BUSINESSWEEK ONLINE : AUGUST 14, 2000 ISSUE
NEWS: ANALYSIS & COMMENTARY

Commentary: Bush's Foreign Policy: Like Father, Like Son?


As President, George H.W. Bush was an internationalist and pragmatist on matters of foreign policy. He sent troops to Iraq to protect oil, but not to oust a repressive regime. His basic motivation: strategic concerns, not democratic values. Since his son has enlisted many of his dad's foreign policy advisers, including Richard B. Cheney, Colin L. Powell, and Condoleezza Rice--and will no doubt get an earful from his dad--it's a good bet a Bush II Administration would take a similar pragmatic approach.

But not a sure one. There could be sharper splits in George W.'s foreign policy than the cohesiveness at the party's convention would suggest. The reason? George the younger has given key roles to some former Reaganites who put more weight on exporting American values. Most influential is Paul D. Wolfowitz, dean of Johns Hopkins University's Paul H. Nitze School of Advanced International Studies, who gives George W. ''the vision thing.'' He toiled in the State Dept. for Reagan, in the Pentagon for Bush, and was a leading advocate for moving against Serb leader Slobodan Milosevic.

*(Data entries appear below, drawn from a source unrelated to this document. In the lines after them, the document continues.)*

PR #7546, opened 2022-11-04
[3.4.2] Fix for PROD-1652 cassandra save

imbeacon:
## Pull Request description

According to [PROD-1652](https://thingsboard-portal.atlassian.net/browse/PROD-1652) - Device states weren't processed after server restart in case of saving activity to telemetry (PERSIST_STATE_TO_TELEMETRY parameter) and DATABASE_TS_TYPE is Cassandra.

The problem was that when 2 threads tried to save data at the same time at the application launch stage. 
The first thread could invoke a class to create statements for data types. But the other, checked only that the variable saveStmts is not null. So it returned the saveStmts[dataType.ordinal()] value, which could still be null at that moment.

This is what provoked such behavior. It also provoked the fact that these devices were not added to the partitionedEntities variable and they were not checked later on whether they were active or not.

## General checklist

## Back-End feature checklist


YevhenBondarenko (approved):

smatvienko-tb:
I guess we worked on the same topic. I suggest to consider my fix https://github.com/thingsboard/thingsboard/pull/7552

PR #7680, opened 2022-11-24
[WIP] Add default state for default user dashboard.

devaskim:
TB let to set user's default dashboard. This PR is to set dashboard's state of default dashboard.

I intentionally didn't make UI changes, because there are several places (widget actions, dashboard state widget) where implemented dashboard state autocomplete. It would be better to create new component for that purpose and re-use it. After that we could add state autocomplete component to user's details tab to set not only default dashboard but also its state.


ashvayka:
Changed to 3.5 because of the code-freeze.

vvlladd28 (approved):

vvlladd28:
Hi @devaskim,
We are added a new component 'tb-dashboard-state-autocomplete'. Now you can use it to complete the PR)

PR #7705, opened 2022-11-30
[3.4.2] Hotfix of some UI component. Extra file extensions removed in UI components

sefaun:


sefaun:
Extra file extensions removed in UI components

PR #7738, opened 2022-12-05
Added redis sentinel support

laarchenko:
Added configuration class to resolve redis sentinel cluster, also refactored alike redis config classes


volodymyr-babak:
1. Why PR is not created by template? 
2. thingsboard.yml file must be updated as well - I don't see these changes.
3. Additionally, documentation must be updated - please created PR for docs as well.
https://thingsboard.io/docs/user-guide/install/config/#redis-connection-parameters

Issue #7757, opened 2022-12-08
[Feature Request] Core: Provision gateway device


devaskim:
**Is your feature request related to a problem? Please describe.**
We are developing LoRa gateway that utilizes TB MQTT gateway API. Also we would like to [provision](https://thingsboard.io/docs/user-guide/device-provisioning/#mqtt-device-apis) such devices. But current implementation (v 3.4.2) doesn't support such functionality.

**Describe the solution you'd like**
Add to provision request boolean option called `gateway` to create either raw device or gateway entity.

**Describe alternatives you've considered**
Implement rule chain to listen for new devices, filter them by provision-enabled device profile and mark `gateway` flag manually via REST node.

ashvayka:
Hi @devaskim , the gateway flag in the request from each device is redundant and, most importantly - insecure.
Please add this flag to the provisioning strategy configuration. It may be located below the provision device key. We should use separate profiles for the gateway and for the device(not the gateway).

PR #7759, opened 2022-12-08
Support of provisioning gateway.

devaskim:
## Pull Request description
Discussion #7757

https://user-images.githubusercontent.com/86909129/206439970-629b5dc8-fe17-4a4d-9daa-236a5bb52671.mp4


ashvayka:
Hi @devaskim , the *gateway* flag in the request from each device is redundant and, most importantly - insecure. 
Please add this flag to the provisioning strategy configuration. It may be located below the provision device key. We should use separate profiles for the gateway and for the device(not the gateway).

ashvayka:
@imbeacon please review once the implementation is updated

imbeacon:
> @imbeacon please review once the implementation is updated

Ok

PR #7773, opened 2022-12-09
[3.4.3][Bug] Getting a lot of updates over WS in case of aggregation query, even if no real updates happened

volodymyr-babak:
## Pull Request description

PR fixes issue with redundant updates over the websockets:
https://github.com/thingsboard/thingsboard/issues/7774

Let's have next timeseries data at 7th of November for next ts: **04:34**, **11:28**, **14:55** and at **20:37**.
We request aggregate by **SUM** of timeseries data for the 7th of November.
Grouping interval is set to 1 hour. 
Cassandra will provide 4 results at ts of these results are: **04:30**, **11:30**, **14:30** and at **20:30**.
**20:30** is used as the latest TS for key states of subscription context, and we are going to request all missed updates starting from **20:30**. But because of this, the timeseries data at **20:37** is going to be considered as missed updates. But this value was already used in **SUM** calculation for **20:00-21:00** period.

Scope of changes:
Added check for aggregation of the query, and in case not **NONE** is used - set ts of the keystate to the end interval of the query, and no the ts of the aggregated interval. This change will fix the issue, that timeseries data, that was already used in the aggregation calculation, is going to be pushed again over the websockets as missed updates.

## General checklist

### DIFF
--- a/application/src/main/java/org/thingsboard/server/service/subscription/TbEntityDataSubCtx.java
+++ b/application/src/main/java/org/thingsboard/server/service/subscription/TbEntityDataSubCtx.java
@@ -89,7 +89,7 @@ public class TbEntityDataSubCtx extends TbAbstractDataSubCtx<EntityDataQuery> {
 
     @Override
     protected Aggregation getCurrentAggregation() {
-        return this.curTsCmd.getAgg();
+        return this.curTsCmd.getAgg() != null ? this.curTsCmd.getAgg() : Aggregation.NONE;
     }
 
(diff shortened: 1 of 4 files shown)


application/src/main/java/org/thingsboard/server/service/subscription/TbEntityDataSubCtx.java
```diff
@@ -86,6 +87,11 @@ protected void sendWsMsg(String sessionId, TelemetrySubscriptionUpdate subscript
         }
     }
 
+    @Override
+    protected Aggregation getCurrentAggregation() {
+        return this.curTsCmd.getAgg();
```
ashvayka, line 92: please return Aggregation.NONE in case curTsCmd is null. Just in case :-)

PR #7775, opened 2022-12-09
[3.5] base entity service improvement

ShvaykaD:
## Pull Request description

Original PR: https://github.com/thingsboard/thingsboard/pull/7722   

## General checklist

- [ ] Similar PR is opened for PE version to simplify merge. Required for internal contributors only.
  
## Back-End feature checklist

### DIFF
--- a/common/dao-api/src/main/java/org/thingsboard/server/dao/alarm/AlarmService.java
+++ b/common/dao-api/src/main/java/org/thingsboard/server/dao/alarm/AlarmService.java
@@ -30,13 +30,14 @@ import org.thingsboard.server.common.data.id.TenantId;
 import org.thingsboard.server.common.data.page.PageData;
 import org.thingsboard.server.common.data.query.AlarmData;
 import org.thingsboard.server.common.data.query.AlarmDataQuery;
+import org.thingsboard.server.dao.entity.SimpleEntityService;
 
 import java.util.Collection;
 
 /**
  * Created by ashvayka on 11.05.17.
  */
-public interface AlarmService {
+public interface AlarmService extends SimpleEntityService {
 
     AlarmOperationResult createOrUpdateAlarm(Alarm alarm);
 
--- a/common/dao-api/src/main/java/org/thingsboard/server/dao/alarm/AlarmService.java
+++ b/common/dao-api/src/main/java/org/thingsboard/server/dao/alarm/AlarmService.java
@@ -30,14 +30,14 @@ import org.thingsboard.server.common.data.id.TenantId;
 import org.thingsboard.server.common.data.page.PageData;
 import org.thingsboard.server.common.data.query.AlarmData;
 import org.thingsboard.server.common.data.query.AlarmDataQuery;
-import org.thingsboard.server.dao.entity.SimpleEntityService;
+import org.thingsboard.server.dao.entity.TbEntityService;
 
 import java.util.Collection;
 
 /**
  * Created by ashvayka on 11.05.17.
  */
-public interface AlarmService extends SimpleEntityService {
+public interface AlarmService extends TbEntityService {
 
     AlarmOperationResult createOrUpdateAlarm(Alarm alarm);
 
--- a/common/dao-api/src/main/java/org/thingsboard/server/dao/entity/EntityServiceBeanFactory.java
+++ b/common/dao-api/src/main/java/org/thingsboard/server/dao/entity/EntityServiceBeanFactory.java
@@ -1,0 +1,43 @@
+/**
+ * Copyright © 2016-2022 The Thingsboard Authors
+ *
+ * Licensed under the Apache License, Version 2.0 (the "License");
+ * you may not use this file except in compliance with the License.
+ * You may obtain a copy of the License at
+ *
+ *     http://www.apache.org/licenses/LICENSE-2.0
+ *
+ * Unless required by applicable law or agreed to in writing, software
+ * distributed under the License is distributed on an "AS IS" BASIS,
+ * WITHOUT WARRANTIES OR CONDITIONS OF ANY KIND, either express or implied.
+ * See the License for the specific language governing permissions and
+ * limitations under the License.
+ */
+package org.thingsboard.server.dao.entity;
+
+import org.apache.commons.text.CaseUtils;
+import org.springframework.beans.factory.BeanFactory;
+import org.springframework.stereotype.Service;
+import org.thingsboard.server.common.data.EntityType;
+
+@Service
+public class EntityServiceBeanFactory {
+
+    private static final String SERVICE_SUFFIX = "DaoService";
+
+    private final BeanFactory beanFactory;
+
+    public EntityServiceBeanFactory(BeanFactory beanFactory) {
+        this.beanFactory = beanFactory;
+    }
+
+    public SimpleEntityService getServiceByEntityType(EntityType entityType) {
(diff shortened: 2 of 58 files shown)


common/dao-api/src/main/java/org/thingsboard/server/dao/entity/TbEntityService.java
```diff
@@ -0,0 +1,37 @@
...
+
+import static org.thingsboard.server.common.data.id.EntityId.NULL_UUID;
+
+public interface TbEntityService {
+
+    CustomerId NULL_CUSTOMER_ID = new CustomerId(NULL_UUID);
+
+    Optional<HasId<?>> fetchEntity(TenantId tenantId, EntityId entityId);
+
+    default CustomerId getCustomerId(TenantId tenantId, EntityId entityId) {
```
imbeacon, line 33: What about checking for HasCustomerId interface for found entity via fetchEntity and just return entity.getCustomerId?

common/dao-api/src/main/java/org/thingsboard/server/dao/alarm/AlarmService.java
```diff
@@ -30,13 +30,14 @@
...
 import org.thingsboard.server.common.data.query.AlarmDataQuery;
+import org.thingsboard.server.dao.entity.TbEntityService;
 
 import java.util.Collection;
 
 /**
  * Created by ashvayka on 11.05.17.
  */
-public interface AlarmService {
+public interface AlarmService extends TbEntityService {
```
ashvayka, line 40: Rename TbEntityService to EntityDaoService

common/dao-api/src/main/java/org/thingsboard/server/dao/entity/TbEntityService.java
```diff
@@ -0,0 +1,28 @@
...
+
+import org.thingsboard.server.common.data.id.EntityId;
+import org.thingsboard.server.common.data.id.HasId;
+import org.thingsboard.server.common.data.id.TenantId;
+
+import java.util.Optional;
+
+public interface TbEntityService {
+
+    Optional<HasId<?>> fetchEntity(TenantId tenantId, EntityId entityId);
```
ashvayka, line 26: fetchEntity -> findEntity

common/dao-api/src/main/java/org/thingsboard/server/dao/entity/EntityServiceBeanFactory.java
```diff
@@ -0,0 +1,43 @@
...
+
+    private final BeanFactory beanFactory;
+
+    public EntityServiceBeanFactory(BeanFactory beanFactory) {
+        this.beanFactory = beanFactory;
+    }
+
+    public TbEntityService getServiceByEntityType(EntityType entityType) {
+        String beanName = EntityType.RULE_NODE.equals(entityType) ? getBeanName(EntityType.RULE_CHAIN) : getBeanName(entityType);
+        return beanFactory.getBean(beanName, TbEntityService.class);
```
ashvayka, line 36: It seems that this method is a bit heavy. You may use it but in post-construct. Loop through all entityTypes and cache results to Map<EntityType, TbEntityService>. This may be additional validation that the method will fail on start and not during runtime.

dao/src/main/java/org/thingsboard/server/dao/entity/BaseEntityService.java
```diff
@@ -125,100 +74,34 @@ public PageData<EntityData> findEntityDataByQuery(TenantId tenantId, CustomerId
...
+                return Optional.ofNullable(hasName.getName());
+            }
         }
-        entityName = Futures.transform(hasName, (Function<HasName, String>) hasName1 -> hasName1 != null ? hasName1.getName() : null, MoreExecutors.directExecutor());
-        return entityName;
+        return Optional.empty();
     }
 
     @Override
     public CustomerId fetchEntityCustomerId(TenantId tenantId, EntityId entityId) {
```
ashvayka, line 93: This method should also return the Optional<CustomerId> to be consistent with the `fetchEntityName`

dao/src/main/java/org/thingsboard/server/dao/util/AbstractBufferedRateExecutor.java
```diff
@@ -327,7 +328,8 @@ public void printStats() {
                     if (printTenantNames) {
                         String name = tenantNamesCache.computeIfAbsent(tenantId, tId -> {
                             try {
-                                return entityService.fetchEntityNameAsync(TenantId.SYS_TENANT_ID, tenantId).get();
+                                Optional<String> entityNameOpt = entityService.fetchEntityName(TenantId.SYS_TENANT_ID, tenantId);
```
ashvayka, line 331:
```
return entityService.fetchEntityName(TenantId.SYS_TENANT_ID, tenantId).orElse("N/A");
```

dao/src/test/java/org/thingsboard/server/dao/service/BaseEntityServiceBeanFactoryTest.java
```diff
@@ -0,0 +1,46 @@
...
+@Slf4j
+public abstract class BaseEntityServiceBeanFactoryTest extends AbstractServiceTest {
+
+    @Autowired
+    private EntityServiceBeanFactory entityServiceBeanFactory;
+
+    @Test
+    public void givenAllEntityTypes_whenGetServiceByEntityTypeCalled_thenNoExceptionsThrows() {
+        for (EntityType entityType : EntityType.values()) {
+            Assertions.assertThatCode(() -> entityServiceBeanFactory.getServiceByEntityType(entityType))
```
ashvayka, line 36: We should check that the result of the method call is not null.

common/dao-api/src/main/java/org/thingsboard/server/dao/entity/EntityServiceBeanFactory.java
```diff
@@ -0,0 +1,43 @@
...
+ */
+package org.thingsboard.server.dao.entity;
+
+import org.apache.commons.text.CaseUtils;
+import org.springframework.beans.factory.BeanFactory;
+import org.springframework.stereotype.Service;
+import org.thingsboard.server.common.data.EntityType;
+
+@Service
+public class EntityServiceBeanFactory {
```
ashvayka, line 24: Create an interface in the `dao-api` called `EntityServiceRegistry`. Rename this class to Move this class to `DefaultEntityServiceRegistry` and move it to the `dao` module. We must avoid adding new dependencies to the 'dao-api' module, so move the `commons-text` dependency to the dao module.

common/dao-api/src/main/java/org/thingsboard/server/dao/entity/EntityServiceBeanFactory.java
ashvayka: Actually, I believe you should use:

```java
ApplicationContext.getBeansOfType(TbEntityService.class)
```

which already provides you with the map. Then you don't need the complex `CaseUtils.toCamelCase`. You may just replace the '_' with empty string and compare using simple String  "toLowerCase".

dao/src/test/java/org/thingsboard/server/dao/service/BaseEntityServiceBeanFactoryTest.java
ShvaykaD: It's throwing an exception if the bean is not found instead of returning null. That's actually why I have added a check for exception instead of a check for null

Issue #7724, opened 2022-12-02
[Feature Request] Entity Alias for device list with *multivalue* filter by device type


smatvienko-tb:
## Entity Alias (edit dashboard) for a device list with *multivalue* filter by device type

At this moment, only a single device type can be shown by entity alias (see screenshot)
![image](https://user-images.githubusercontent.com/79898499/205278591-f053768c-4912-47af-8372-6310a681f0fd.png)

To override this, the user needs to use additional filters that adds overhead for the high-load databases

**Describe the solution you'd like**
The desired filter may look similar to the "Device search query" that uses a relation query with a multivalue filter by device type (see screenshot)

![image](https://user-images.githubusercontent.com/79898499/205280269-8c6d5920-304d-41b0-8965-340fe12fc425.png)

**Describe alternatives you've considered**
The alternatives already exist, but they bring too much overhead to the database for high-load projects.

**Additional context**
The performance will be skyrocketing!

volodymyr-babak:
Related PR has been successfully merged, and the feature is included in the 3.5 Release. Closing this issue.

PR #8026, opened 2023-02-01
Filter type alias - add possibility to specify multiple types, instead of single one

volodymyr-babak:
## Pull Request description

Added possibility to select multiple device, asset, edge or entity view types in respective alias filters.
Related issue:
https://github.com/thingsboard/thingsboard/issues/7724

Scope of changes:
1. Updated respective filters on java side
2. Updated DAO layer to handle properly multiple filter types
3. Reuse multiple types components on front-end side

Before:

After:

Possible minor changes in screenshots in the docs https://thingsboard.io/docs/user-guide/ui/aliases/ 

Upgrade script to update dashboards provided.

Added functionality into dashboard service to update filters if there are singular filter types present.

Deprecate and not removed singular filter type - to provide possibility for custom widgets that uses WS subscriptions with singular filter type.

## General checklist

- [x ] Changes are backward compatible or upgrade script is provided.
  
## Back-End feature checklist


application/src/main/java/org/thingsboard/server/service/install/update/DefaultDataUpdateService.java
```diff
@@ -681,4 +691,69 @@ private boolean getEnv(String name, boolean defaultValue) {
...
+
+                @Override
+                protected void updateEntity(Tenant tenant) {
+                    updateTenantDashboardsFilters(tenant.getId());
+                }
+            };
+
+    private void updateTenantDashboardsFilters(TenantId tenantId) {
+        PageLink pageLink = new PageLink(100);
+        PageData<DashboardInfo> pageData = dashboardService.findDashboardsByTenantId(tenantId, pageLink);
```
ashvayka, line 720: This approach will be extremely slow in production. You should search the dashboards that have the corresponding filter (based on the full text search, etc) and update only the ones that are needed. We have 50K tenants and maybe 1K dashboards that use this feature on demo.thingsboard.io.

dao/src/main/java/org/thingsboard/server/dao/dashboard/DashboardServiceImpl.java
```diff
@@ -103,13 +108,39 @@ public Dashboard saveDashboard(Dashboard dashboard) {
...
+                updateDashboardFilterIfRequired(entityAlias);
+            }
             return dashboardDao.save(dashboard.getTenantId(), dashboard);
         } catch (Exception e) {
             checkConstraintViolation(e, "dashboard_external_id_unq_key", "Dashboard with such external id already exists!");
             throw e;
         }
     }
 
+    private static void updateDashboardFilterIfRequired(JsonNode entityAlias) {
```
ashvayka, line 121: I just wanted to let you know that this is not needed.

vvlladd28 (approved):

common/data/src/main/java/org/thingsboard/server/common/data/query/AssetTypeFilter.java
```diff
@@ -15,18 +15,41 @@
...
+    /**
+     * Replaced by {@link AssetTypeFilter#getAssetTypes()} instead.
+     */
+    @Deprecated(since = "3.5", forRemoval = true)
+    private String assetType;
+
+    private List<String> assetTypes;
+
+    public List<String> getAssetTypes() {
+        if (assetType != null) {
```
ashvayka, line 41: This check is wrong from a forward-compatibility point of view. You should do something like this:

```
return CollectionUtils.isNotEmpty(assetTypes) ? assetTypes : Collections.singletonList(assetType);
```

My logic is the following:
if new variable assetTypes is set, we should always use it. If not, we should use old variable. Otherwise, if someone update the TB version and uses new UI to add multiple asset types, they will not be able to use it if ```assetType``` is stored in the json file of the dashboard alias.

common/data/src/main/java/org/thingsboard/server/common/data/query/DeviceTypeFilter.java
```diff
@@ -16,21 +16,48 @@
...
+    /**
+     * Replaced by {@link DeviceTypeFilter#getDeviceTypes()} instead.
+     */
+    @Deprecated(since = "3.5", forRemoval = true)
     private String deviceType;
 
+    private List<String> deviceTypes;
+
+    public List<String> getDeviceTypes() {
+        if (deviceType != null) {
```
ashvayka, line 45: See my comment about [assets](https://github.com/thingsboard/thingsboard/pull/8026/files#r1161838850)

common/data/src/main/java/org/thingsboard/server/common/data/query/EntityViewTypeFilter.java
```diff
@@ -15,18 +15,41 @@
...
+    /**
+     * Replaced by {@link EntityViewTypeFilter#getEntityViewTypes()} instead.
+     */
+    @Deprecated(since = "3.5", forRemoval = true)
+    private String entityViewType;
+
+    private List<String> entityViewTypes;
+
+    public List<String> getEntityViewTypes() {
+        if (entityViewType != null) {
```
ashvayka, line 41: See my comment about [assets](https://github.com/thingsboard/thingsboard/pull/8026/files#r1161838850)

COIN TOSS. With two camps on board, George W. could face fierce internal battles on a host of likely hot topics, from the use of military force in regional conflicts to how hard to press nations such as China and Russia on human rights and other internal matters. The outcome is a coin toss for several reasons. Sure, the two sides have united for the campaign to get Bush elected. But the policy battles ''are yet to be fought out,'' says Robert Kagan, a senior associate at the Carnegie Endowment for International Peace.

And while the younger Bush may be expected to lean toward a pragmatic focus on U.S. national interests, his foreign policy experience is too skimpy to make predictions. The governor ''is not filled out with a jillion facts like his father had,'' notes Brent Scowcroft, Bush senior's national security adviser.

Of course, Bush and his advisers downplay the divisions. In a November speech, the governor denied there's a clash between American ideals and interests. Rice, the campaign's top foreign policy adviser, has insisted that the distinction ''just doesn't work in practice.''

That's partly because the policy prescriptions from the pragmatists and the moralists can overlap. Both back free trade. And even the moralists say trade is a more effective tool than unilateral trade sanctions for changing repressive regimes. Nor does either faction support Haiti-like humanitarian military missions.

But there are already signs of brewing tensions. Wolfowitz recently took a shot at pragmatists, writing, ''Nothing could be less realistic than the version of the 'realist' view of foreign policy that dismisses human rights as an important tool of American foreign policy.''

And there's more. To help oust Saddam Hussein, Wolfowitz has backed using U.S. ground troops to create a staging ground in southern Iraq for that country's dissidents. In contrast, Cheney, Powell, and Rice have preferred more limited goals for deploying troops, which could garner support from a coalition of countries.

CHINA SYNDROME. Perhaps the greatest potential for conflict in a Bush Administration would be Sino-U.S. relations. Last August, for example, Wolfowitz and consultant Richard L. Armitage, another Bush adviser, signed a statement drafted by conservative foreign-policy experts calling on the U.S. to ''declare unambiguously that it will come to Taiwan's defense'' in a conflict with Beijing. According to a source close to the Bush camp, Rice helped draft a disclaimer by Bush, who would only say that the U.S. would help Taiwan defend itself.

Rice does expect George W. to embrace Wolfowitz's far less Beijing-centric Asia policy, shifting instead to one that would focus more on regional democratic allies. That could spark fights over the role Japan should play in such a policy, how much support democratic Taiwan should get, and what weight to put on trade links with China. ''There will be a vigorous debate,'' says one expert.

That can be healthy. Unless, of course, it evolves into the kind of Reagan-era infighting between Secretary of State George P. Shultz and Defense Secretary Caspar Weinberger that often paralyzed that Administration.

By Stan Crock
Crock covers national security in Washington.